On 3/15/11 1:54 PM, Jens wrote:
Jesse Phillips wrote:
Jens Wrote:

OK, silly me. I used a wrong example. I really did want to know about
non-polymorphic composition from structs via derivation. Sorry for
the confusion.

struct point
{
     int x;
     int y;
};

struct point3d: point
{
     int z;
};

You already got your answer 'alias this' which you have dismissed as
ugly. You wanted composition and I think it provides a very clean way
to describe composition, especially since it looks nothing like how
inheritance of classes which have polymorphic behavior.

Inheritance and polymorphic behavior can be (should be IMO) orthogonal.

In concept it's easy to abide to strong stances, and I wouldn't disagree it's not half a bad thing. However, real-world issues do arise.

Inheritance is often a desirable mechanism for implementing dynamic polymorphism for two main reasons. One, it prevents accidental polymorphism from happening. Two, it allows the compiler to lay out objects efficiently and make function invocation relatively fast without a need for global information. Offhand I don't think there are other reasons.

Inheritance without polymorphism is technically possible, but rarely of any practical interest.
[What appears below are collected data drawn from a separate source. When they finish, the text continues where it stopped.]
PR #1570, opened 2019-10-06
Added missing type fields for some interfaces

Mindar:
While using the compiler API I ran into some issues with the typings. I wanted to use [discriminated unions](https://www.typescriptlang.org/docs/handbook/advanced-types.html#discriminated-unions) but wasn't able to do so, because the typings are missing discriminant fields. I added those for some interfaces, but didn't want to mess with some others. It might be a good idea to add those, but I'd like to have some feedback first.

It might also be a good idea to rename the interface ```Statement``` to ```StatementBase``` and then add a type called ```Statement``` which is the union of all the Statement interfaces. I don't think that change would break anything. Short example:

```typescript
interface StatementBase implements Node {}

type Statement = ContentStatement | BlockStatement | MustacheStatement | ...;

interface ContentStatement implements StatementBase {
    type: 'ContentStatement';
    value: string;
    original: StripFlags;
}

interface BlockStatement implements StatementBase {
    ...
}

...
```
That would allow for code like this:

```javascript

const program = handlebars.parse(mytemplate);

for(const statement of program) {
    switch(statement.type) {
        case 'ContentStatement':
            console.log(statement.value); // no typescript error
            break;
        ...
        default:
            break;
    }
}

```
Currently - even with this change - this is a bit more cumbersome.

Since this is my first pull request I'd love to get some feedback :)

### DIFF
--- a/types/index.d.ts
+++ b/types/index.d.ts
@@ -270,6 +270,7 @@ declare namespace hbs {
       interface Statement extends Node {}
 
       interface MustacheStatement extends Statement {
+          type: 'MustacheStatement';
           path: PathExpression | Literal;
           params: Expression[];
           hash: Hash;
@@ -280,6 +281,7 @@ declare namespace hbs {
       interface Decorator extends MustacheStatement { }
 
       interface BlockStatement extends Statement {
+          type: 'BlockStatement';
           path: PathExpression;
           params: Expression[];
           hash: Hash;
@@ -293,6 +295,7 @@ declare namespace hbs {
       interface DecoratorBlock extends BlockStatement { }
 
       interface PartialStatement extends Statement {
+          type: 'PartialStatement';
           name: PathExpression | SubExpression;
           params: Expression[];
           hash: Hash;
@@ -301,6 +304,7 @@ declare namespace hbs {
       }
 
       interface PartialBlockStatement extends Statement {
+          type: 'PartialBlockStatement';
           name: PathExpression | SubExpression;
           params: Expression[];
           hash: Hash;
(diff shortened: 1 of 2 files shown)


nknapp:
The recommended and documented way to traverse an AST is to create a class extending the Visitor-class. I've looked at the code and believe that the typings support this properly.

The description is in docs/compiler-api.md in this repo. The example still uses ES5 syntax, but it should work using 

    class MyVisitor extends Visitor 

As well

nknapp:
I still have to think about adding these fields. It should not be a breaking change. But since people tend to use undocumented features or might still break somebody's build.

But mainly, the change encourages circumventing the official compiler API, which in the end means that it is harder to make changes to the library. It is not a good thing to have multiple ways to achieve the same thing, because all ways will have to be supported in the future.

I would like you to try extending the Visitor and report any problem that you have using this method.

Mindar:
If I use a Visitor I don't have the issue with the Statements anymore, but I still have the same issue when I try to access `someMustacheStatement.path`, which is either a `PathExpression` or `Literal` which could be one of `StringLiteral`, `NumberLiteral`, `BooleanLiteral`, `UndefinedLiteral` or `NullLiteral`.

```javascript
if(someMustacheStatement.path.type !== "PathExpression") {
    console.log(someMustacheStatement.path.original); // Typescript error
}
```

I don't think the change encourages circumventing the official compiler API. I think it documents the existing behavior. After all if an object is a `MustacheStatement` but doesn't have the string "MustacheStatement" as it's `type` there is an error. Currently this type of error is not detectable, but with my change it is.

nknapp:
Ok, you are right. It is in the docs. I hadn't seen that.

I will accept the PR, but you have to target the 4.x branch in order to get it into the current release.

Also, please append a testcase to "types/tests.ts" to make sure it stays in the typings.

In C++, next to nobody uses private inheritance systematically, and nobody really understands what protected inheritance really is.
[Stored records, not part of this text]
PR #1571, opened 2019-10-07
added missing type fields in typings and tests for them

Mindar:
Related discussion and PR at #1570 
I wasn't able to retarget the other pull request to `4.x`, so I'm creating this new pull request. It contains some more missing type fields and a test for all of them. I'm not sure if that's the smartest way to test these fields though, maybe someone smarter than me can enlighten me?

### DIFF
--- a/types/index.d.ts
+++ b/types/index.d.ts
@@ -270,6 +270,7 @@ declare namespace hbs {
       interface Statement extends Node {}
 
       interface MustacheStatement extends Statement {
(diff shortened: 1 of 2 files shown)


nknapp:
I think we should separate the typescript tests into separate files some time. This one large file `tests.ts` is becoming unmaintainable. I have to test somethings out before I release this, so I can't promise it will be tonight, but I will.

Polymorphism without inheritance is the election mechanism during compilation, and possible for runtime polymorphism with well-understood reflection mechanisms (btw I see now that adaptTo has not been yet added to std.typecons...)
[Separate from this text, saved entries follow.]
Issue #1576, opened 2019-10-17
Exception fields are missing in the typings


nknapp:
The file `lib/handlebars/exception.js` defines a couple of properties for exceptions.

There is also a `function Exception(...)` in `types/index.d.ts`, but it does not contain any properties.

The goal of this issue is be to define the appropriate properties on the `Exception` prototype in the typings.

kabirbaidhya:
@nknapp I am working on this one.

nknapp:
This is fixed

PR #1583, opened 2019-10-24
Add missing types for the Exception class properties

kabirbaidhya:
Resolves https://github.com/wycats/handlebars.js/issues/1576

Add missing type declarations for the properties of [`Exception`](https://github.com/wycats/handlebars.js/blob/4.x/lib/handlebars/exception.js) class. 

**What has changed?**
 - Converted `function` to a `class` so as to declare fields.
 - Declare all the properties (with the types inferred) that have been attached to the `this` object in the source [file](https://github.com/wycats/handlebars.js/blob/4.x/lib/handlebars/exception.js#L4-L58). 
 - Declare a missing second argument in the typing - `node` of type `hbs.AST.Node`.
 - Add tests for the exception typing. 

---

- [x] Have tests

---
@nknapp Not sure if this change requires a test too. If yes, please suggest and show me some examples and I can do it. Thanks!

PS: I tried `npm checkTypes` and `npm test` which all passed for me - not sure what else I need to do.

### DIFF
--- a/types/index.d.ts
+++ b/types/index.d.ts
@@ -86,15 +86,8 @@ declare namespace Handlebars {
 
   export function noConflict(): typeof Handlebars;
 
-  export interface ExceptionNode {
-      loc?: {
-        start: { line: any; column: any; };
-        end: { line: any; column: any; };
-      }
-  }
-
   export class Exception {
-      constructor(message: string, node?: ExceptionNode);
+      constructor(message: string, node?: hbs.AST.Node);
       description: string;
       fileName: string;
       lineNumber?: any;
--- a/types/index.d.ts
+++ b/types/index.d.ts
@@ -97,8 +97,8 @@ declare namespace Handlebars {
       constructor(message: string, node?: ExceptionNode);
       description: string;
       fileName: string;
-      lineNumber?: string;
-      endLineNumber?: string;
+      lineNumber?: any;
+      endLineNumber?: any;
       message: string;
       name: string;
       number: number;
--- a/types/index.d.ts
+++ b/types/index.d.ts
@@ -86,8 +86,15 @@ declare namespace Handlebars {
 
   export function noConflict(): typeof Handlebars;
 
+  export interface ExceptionNode {
+      loc?: {
+        start: { line: any; column: any; };
+        end: { line: any; column: any; };
+      }
+  }
+
   export class Exception {
-      constructor(message: string);
+      constructor(message: string, node?: ExceptionNode);
       description: string;
       fileName: string;
       lineNumber?: string;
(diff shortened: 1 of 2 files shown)


nknapp:
Test cases for the typings for into `types/test.ts` file.

kabirbaidhya:
OK. I'll add some.

kabirbaidhya:
@nknapp I've added some code using the defined types in the `types/test.ts` file. Please review and let me know if it makes sense. Thanks!

types/index.d.ts
```diff
@@ -86,6 +85,27 @@ declare namespace Handlebars {
...
 
+  export interface ExceptionNode {
+      loc?: {
+        start: { line: any; column: any; };
+        end: { line: any; column: any; };
+      }
+  }
+
+  export class Exception {
+      constructor(message: string, node?: ExceptionNode);
```
nknapp: The second parameter should be of type "AST.Node"

types/index.d.ts
```diff
@@ -86,6 +85,27 @@ declare namespace Handlebars {
 
   export function noConflict(): typeof Handlebars;
 
+  export interface ExceptionNode {
```
nknapp: I don't think we need this interface. The second parameter should be a `AST.Node`

types/test.ts
```diff
@@ -192,4 +192,43 @@ switch(allthings.type) {
     break;
   default:
     break;
-}
\ No newline at end of file
+}
+
+// Test exception constructor with just message.
```
nknapp: I know that it is not done this way anywhere yet, but I would wrap this test into a function. The important thing is not that it is called. The test is just used to by the TypeScript-validator.

It is not executed.

Just make sure that the main use-cases (creation with message and node, access to fields) are covered.
The tests are currently more verbose than they need to be. It is not important that `Just a message` is really this string. Assigments like the following are enough:

```typescript
function testExceptionTypings() {
   let exception: Handlebars.Exception = new Handlebars.Exception("message", {
      type: 'MustacheStatement',
      ...
   })
   let message: string = exception.message
   let lineNumber: number = exception.lineNumber
   ...
}
```

types/test.ts
```diff
@@ -192,4 +192,43 @@ switch(allthings.type) {
...
+try {
+  const exp = new Handlebars.Exception('Just a test message.');
```
nknapp: Please use longer descriptive names, no shorthands (`exception` rather than `exp`). This is also not yet done everywhere, but I will try to have an eye on such things from now on.

kabirbaidhya:
@nknapp Thanks for the detail review. I'll make the changes push again.

kabirbaidhya:
Hi @nknapp I've pushed new changes as per your suggestions. Could you please review again and let me know if this looks good? Thanks!

nknapp:
Superb. Merging now.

All in all inheritance is strongly associated with polymorphism as it is a basic mechanism for implementing it, so it would be tenuous to force the two to be orthogonal.

Also note the
intent is to allow for multiple 'alias this' declarations, but hasn't
yet been implemented.

struct point
{
     int x;
     int y;
};

struct point3d
{
     point p; // I own a point
     alias this p;  // I am a composition of a point p.
     int z;
};

I didn't ask how to do composition in D. I asked why composition cannot
be done via derivation, i.e., the reasoning behind the language design
choice. A design faux paus IMO.

I would agree, with the slight amendment that this time for once the faux pas is in the design of the application, not that of the language.